Hostnames are case insensitive, and that goes for the base-32 parts
as well as the ASCII parts. However, since existing ASCII domain
names are usually stored in lower case, it is recommended that the
base-32 portions of encoded names be stored in upper case, to help
humans with old software distinguish the ASCII from the base-32.
Humans with new software that interprets the encoding will, of
course, see the Unicode characters rather than the base-32 encoding.

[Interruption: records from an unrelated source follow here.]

PR #4834, opened 2026-07-24
fix(OneDataCollection): use column IDs for summary keys

PauloPhagula:
## Description

Use stable column IDs for summary-row React keys so tables can safely render multiple columns with the same visible label.

## Type of change

- [x] Bug fix

## Implementation details

- fix: derive summary-cell keys from the column ID, preserving the label fallback
- test: cover duplicate labels with distinct column IDs and assert no React console error

## Verification

- Focused TableCollection unit suite passes: 42 tests
- Formatting, targeted linting, and TypeScript checks pass

### DIFF
--- a/packages/react/src/patterns/OneDataCollection/visualizations/collection/Table/Table.tsx
+++ b/packages/react/src/patterns/OneDataCollection/visualizations/collection/Table/Table.tsx
@@ -873,7 +873,7 @@ export const TableCollection = <
                       )}
                       {columns.map((column, cellIndex) => (
                         <TableCell
-                          key={`summary-${String(column.label)}`}
+                          key={`summary-${column.id ?? String(column.label)}`}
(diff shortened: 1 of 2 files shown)


sauldom102 (commented):
Why would we want to have a table with columns with same label on the first place?

PauloPhagula:
> Why would we want to have a table with columns with same label on the first place?

In compensations one of the main use-cases is to compare inputs and outputs, i.e. that the values the HR admin sent to the bookkeeper are indeed equal (at least very close) to what they calculated.

On the sample image below, I highlighted some columns. Notice how the title is repeated, but the icon is different, representing that one is the inputs (HR admin) and the other output (Bookkeeper provided)

Screenshot 2026-07-28 at 11 51 11

It is exactly in these cases where the warning is shown

PauloPhagula:
CC @sauldom102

Comparisons with other schemes:
FACE probably has similar efficiency to SACE, but seems conceptually
simpler. FACE is a little more human-friendly because gibberish and
ASCII are always separated by a hyphen.
FACE and SACE are both more efficient and much more human-friendly
than UTF-5.
RACE is quite efficient for strings that are limited to Latin-1 plus
one other cluster of 256 characters, but one deviation from this set
causes the compression to break down for the entire string. FACE
and SACE are more tolerant of outliers, more efficient for Japanese
and Korean (which use small clusters of syllabic characters in
addition to thousands of Han ideographs), and more human-friendly.
References:
FACE borrows heavily from UTF-5, SACE, and RACE.